■ EXERCISE INSTRUCTIONS
Starting at the line with "-83,7 +83,11 @@", retype every line through the end of the listing exactly as written, and nothing before it.

======

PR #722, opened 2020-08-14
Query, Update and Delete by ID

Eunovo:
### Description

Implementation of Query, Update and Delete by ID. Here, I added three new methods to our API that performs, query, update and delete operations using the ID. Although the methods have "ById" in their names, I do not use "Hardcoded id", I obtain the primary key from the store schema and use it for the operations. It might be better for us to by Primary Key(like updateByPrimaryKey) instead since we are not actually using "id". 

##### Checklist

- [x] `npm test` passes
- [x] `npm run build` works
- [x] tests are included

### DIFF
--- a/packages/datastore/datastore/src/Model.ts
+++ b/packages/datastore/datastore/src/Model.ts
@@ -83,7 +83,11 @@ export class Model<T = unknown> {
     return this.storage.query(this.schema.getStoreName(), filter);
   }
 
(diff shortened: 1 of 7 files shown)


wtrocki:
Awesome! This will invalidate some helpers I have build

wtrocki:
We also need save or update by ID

======

■ YOUR SOLUTION
@@ -83,7 +83,11 @@ export class Model<T = unknown> {
     return this.storage.query(this.schema.getStoreName(), filter);
   }
 
(diff shortened: 1 of 7 files shown)


wtrocki:
Awesome! This will invalidate some helpers I have build

wtrocki:
We also need save or update by ID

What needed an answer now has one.